Le Journal de Montreal - Weekend
UNE MURALE INESTIMABLE DANS UN BUREAU DE MCGILL
« Wow ! » L’émerveillement nous saisit quand on pénètre dans le local du pavillon Strathcona de l’Université McGill, où se trouve Endocrinology, une murale ayant pour thème la rencontre de l’art et de la science.
« Votre réaction est fréquente chez les gens qui entrent ici et c’est certainement celle que souhaitait le Dr Hans Selye », lance, amusée, Gwendolyn Owens, directrice de la Collection d’arts visuels de l’établissement.
OEuvre de l’artiste montréalaise Marian Dale Scott (1906-1993), qui a mis deux ans à la réaliser en pleine Seconde Guerre mondiale, entre 1941 et 1943, Endocrinology représente un individu qui tend la main vers le noyau d’une cellule. Autour de lui, plusieurs figures incarnent les différents aspects de la quête du savoir, de la recherche fondamentale à l’application clinique.

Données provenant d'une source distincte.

PR #2231, opened 2024-11-19
feat: Add swap-to-and-from button to Trip Planner Form

joshlarson:
#### Summary of changes

**Asana Ticket:** [Add switch origin/destination button](https://app.asana.com/0/1205718271156548/1208603342838393/f)

---

#### General checks
* [ ] **Are the changes organized into self-contained commits with descriptive and well-formatted commit messages?** This is a good practice that can facilitate easier reviews.
* [ ] **Testing.** Do the changes include relevant passing updates to tests? This includes updating screenshots. Preferably tests are run locally to verify that there are no test failures created by these changes, before opening a PR.
* [ ] **Tech debt.** Have you checked for tech debt you can address in the area you're working in? This can be a good time to address small issues, or create Asana tickets for larger issues.

#### New UI, or substantial UI changes
* [ ] **Cross-browser compatibility** is less of an issue now that we're no longer supporting IE, but changes still need to work as expected in Safari, Chrome, and Firefox.
* [ ] **Are interactive elements accessible?** This includes at minimum having [relevant keyboard interactions](https://thinkdobecreate.com/articles/4-required-tests-before-shipping-new-features/#keyboard-interaction) and [visible focus](https://thinkdobecreate.com/articles/4-required-tests-before-shipping-new-features/#visible-focus), but can also include verification with screen reader testing.
* [ ] **Other accessibility checks** such as sufficient [color constrast](https://thinkdobecreate.com/articles/4-required-tests-before-shipping-new-features/#color-contrast), or whether the layout holds up at 200% [zoom level](https://thinkdobecreate.com/articles/4-required-tests-before-shipping-new-features/#visible-focus).

#### New endpoints, or non-trivial changes to current endpoints
* [ ] **Have we load-tested** any new pages or internal API endpoints that will receive significant traffic? [See load testing docs](./../load_tests/README.md)
* [ ] **If this change involves routes,** does it work correctly with pertinent "unusual" routes such as the combined Green Line, Silver Line, Foxboro commuter rail, and single-direction bus routes like the 170?

PR #2317, opened 2025-01-09
feat(Live.TripPlanner): Add switch origin/destination button

thecristen:
#### Summary of changes

**Asana Ticket:** [Add switch origin/destination button](https://app.asana.com/0/555089885850811/1208603342838393/f)

Building off of Josh's earlier work in #2231 and elsewhere, implements switching the locations on the form, thus switching the displayed markers on the map, and rerunning the trip planner with new results.

This also includes some cleanup on the `AlgoliaAutocomplete` Phoenix JS hook. Now instead of triggering 4 "change" events for each location input change, we more elegantly fire off _one_ (1) event for the LiveView to handle (just another `"input_form_change"` event, transmitting data selected from the location dropdown).

### DIFF
--- a/lib/dotcom_web/components/trip_planner/input_form.ex
+++ b/lib/dotcom_web/components/trip_planner/input_form.ex
@@ -25,35 +25,24 @@ defmodule DotcomWeb.Components.TripPlanner.InputForm do
     <section class={["rounded px-xl py-lg lg:px-2xl lg:py-xl bg-charcoal-90", @class]}>
       <.form
         :let={f}
-        class="md:grid md:grid-cols-2 gap-x-8 gap-y-2"
+        class="flex flex-col md:grid md:grid-cols-[1fr_max-content_1fr] md:gap-x-lg gap-y-sm pt-md"
         id="trip-planner-input-form"
         for={@changeset}
         method="get"
         phx-change="input_form_change"
         phx-submit="input_form_submit"
       >
-        <fieldset :for={field <- [:from, :to]} id={"trip-planner-locations-#{field}"} class="mb-sm">
-          <legend class="text-charcoal-40 m-0 py-sm">{Phoenix.Naming.humanize(field)}</legend>
-          <.algolia_autocomplete
-            config_type="trip-planner"
-            placeholder={"Enter #{if(field == :from, do: "an origin", else: "a destination")} location"}
-            id={"trip-planner-input-form--#{field}"}
+        <.location_search_box name="trip-planner-input-form--from" field={f[:from]} />
+        <div class="self-end rotate-90 -mt-xs -mb-md md:mt-0 md:mb-0 md:rotate-0">
+          <button
+            type="button"
+            class="px-xs md:py-3 bg-transparent fill-brand-primary hover:fill-black"
           >
-            <.inputs_for :let={location_f} field={f[field]} skip_hidden={true}>
-              <input
-                :for={subfield <- InputForm.Location.fields()}
-                type="hidden"
-                class="location-input"
-                id={location_f[subfield].id}
-                value={location_f[subfield].value}
-                name={location_f[subfield].name}
-              />
-            </.inputs_for>
-            <.error_container :for={{msg, _} <- f[field].errors}>
-              {msg}
-            </.error_container>
-          </.algolia_autocomplete>
-        </fieldset>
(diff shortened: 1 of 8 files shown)


lib/dotcom_web/live/trip_planner.ex
```diff
@@ -368,7 +409,9 @@ defmodule DotcomWeb.Live.TripPlanner do
   # on "Leave at" or "Arrive by", the actual value of "datetime"
   # doesn't always appear in params. When that happens, we want to set
   # "datetime" to a reasonable default.
-  defp add_datetime_if_needed(%{"datetime_type" => "now"} = params), do: params
+  defp add_datetime_if_needed(%{"datetime_type" => "now"} = params),
+    do: params |> Map.put("datetime", nearest_5_minutes())
```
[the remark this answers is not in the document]
joshlarson: I think the behavior we want in this case would be `now()` rather than `nearest_5_minutes()`.

lib/dotcom_web/components/trip_planner/input_form.ex
```diff
@@ -108,6 +104,32 @@ defmodule DotcomWeb.Components.TripPlanner.InputForm do
...
+        <.inputs_for :let={location_f} field={@field} skip_hidden={true}>
+          <input
+            :for={subfield <- @location_keys}
+            type="hidden"
+            id={location_f[subfield].id}
+            value={location_f[subfield].value}
+            name={location_f[subfield].name}
+          />
+        </.inputs_for>
+        <.feedback :for={{msg, _} <- @field.errors} :if={used_input?(@field)} kind={:error}>
```
joshlarson, line 125: This change is creating some spurious errors (as soon as you enter an origin, it complains that there's no destination, and vice versa), but it's also conflicting with `main`. I wonder if resolving the conflicts with `main` would fix this.

(I think resolving the conflicts with `main` would actually just main using exactly this version of this file, but with the new "Enter [an origin|a destination] location" placeholders, since the big change to `main` was re-adding the error feedback component, which you also added here.)

thecristen: I think resolving the conflict fixed it?!? Feel free to try again :)

lib/dotcom_web/components/trip_planner/input_form.ex
```diff
@@ -111,6 +104,32 @@ defmodule DotcomWeb.Components.TripPlanner.InputForm do
...
 
+  defp location_search_box(assigns) do
+    assigns =
+      assigns
+      |> assign(:location_keys, InputForm.Location.fields())
+
+    ~H"""
+    <fieldset class="mb-sm -mt-md" id={"#{@name}-wrapper"}>
+      <legend class="text-charcoal-40 m-0 py-sm">{Phoenix.Naming.humanize(@field.field)}</legend>
+      <.algolia_autocomplete config_type="trip-planner" placeholder="Enter a location" id={@name}>
```
joshlarson, line 115:
```suggestion
      <.algolia_autocomplete config_type="trip-planner" placeholder={@placeholder} id={@name}>
```

We lost [this change](https://github.com/mbta/dotcom/pull/2300/files#diff-6c63a22d4645df0238c7ebc4e7754b74177b5b8ff240cfde7212fadb5a74dadfR39), which is helpful for the detached search box experience.

lib/dotcom_web/components/trip_planner/input_form.ex
```diff
@@ -25,35 +25,28 @@ defmodule DotcomWeb.Components.TripPlanner.InputForm do
...
-            <.error_container :for={{msg, _} <- f[field].errors}>
-              {msg}
-            </.error_container>
-          </.algolia_autocomplete>
-        </fieldset>
+            <span class="sr-only">Swap origin and destination locations</span>
+            <.icon class="h-6 w-6 rotate-90 md:rotate-0" name="right-left" />
+          </button>
+        </div>
+        <.location_search_box name="trip-planner-input-form--to" field={f[:to]} />
```
joshlarson, line 49:
```suggestion
        <.location_search_box name="trip-planner-input-form--to" field={f[:to]} placeholder="Enter a destination location" />
```

joshlarson (changes requested):
Love this!

I'm ready to approve once the placeholder text is back.

thecristen:
Yikes, thanks for catching!
image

Commandée par l’endocrinologue originaire de l’Europe de l’Est Hans Selye (1907-1982), venu à Montréal parfaire sa formation après des études aux États-Unis, l’oeuvre d’inspiration art moderne qu’on pourrait qualifiée de symboliste naïf fait près de quatre mètres sur cinq. La figure centrale, qui est entourée de thèmes liés au travail de chercheur, monte les marches d’un escalier où on peut lire différentes traductions de l’expression « Pourquoi ? »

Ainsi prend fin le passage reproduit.